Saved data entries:

........

PR #7495, opened 2026-04-17
Add -o --output parameters to DB seeder util for preset command

mimartin12:
## 📔 Objective
When working with some automation and the DB seeder utility around the `preset` command, I found it was hard to get machine-readable output in the existing format while using the preset command. This adds a new parameter for output, used with `-o`, `--output` with a new args `json`, `text` (default). 

Using `if (!Console.IsOutputRedirected)` in conjunction with a JSON output lets us pipe directly into tools like `jq` to grab what we need.

For example:
```
# Get all org presets
dotnet run preset --list -o json | jq -r '.organization[]'

# Get all individual presets
dotnet run preset --list -o json | jq -r '.individual[]'
```


util/SeederUtility/Program.cs
```diff
@@ -7,7 +7,11 @@ public class Program
 {
     private static int Main(string[] args)
     {
-        PrintBanner();
+        // Skip the banner when stdout is piped or redirected
```
theMickster: ❌ Let's avoid doing this if condition as it's a code smell and feels like a hack. 
I am fairly certain that `jq` only reads from the stdout and not from the stderr stream. Therefore, in the places PrintBanner() method where we call `Console.WriteLine()` we would change those to `Console.Error.WriteLine` giving interactive users the banner while programatic users avoid it.

util/SeederUtility/Commands/PresetArgs.cs
```diff
@@ -14,6 +20,14 @@ public class PresetArgs : IArgumentModel
     [Option('l', "list", Description = "List all available presets and fixtures")]
     public bool List { get; set; }
 
+    [Option('o', "output", Description = "Output format for --list: text or json (default: text)")]
```
theMickster: ♻️ The letter o has too many domain meanings (organization being foremost); let's take it out and just go with the full name please. 

```suggestion
    [Option("output", Description = "Output format for --list: text or json (default: text)")]
```

util/SeederUtility/Commands/PresetArgs.cs
```diff
@@ -2,6 +2,12 @@
 
 namespace Bit.SeederUtility.Commands;
 
+public enum OutputFormat
```
theMickster: ⚠️ Please move this to it's own file.

theMickster (changes requested):
Couple things to change and one point of discussion to clarify

util/SeederUtility/Commands/PresetArgs.cs
theMickster: Addressed in c7f7ac8befbf562a971c946e6231fe334180c907

util/SeederUtility/Program.cs
mimartin12: Moved out to `Console.Error.WriteLine` as discussed.

theMickster (approved):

........

- Exercise goal -
Whichever lines of the records above hold the word "Option" should all be copied out.

- Response to the exercise -
     [Option('l', "list", Description = "List all available presets and fixtures")]
+    [Option('o', "output", Description = "Output format for --list: text or json (default: text)")]
    [Option("output", Description = "Output format for --list: text or json (default: text)")]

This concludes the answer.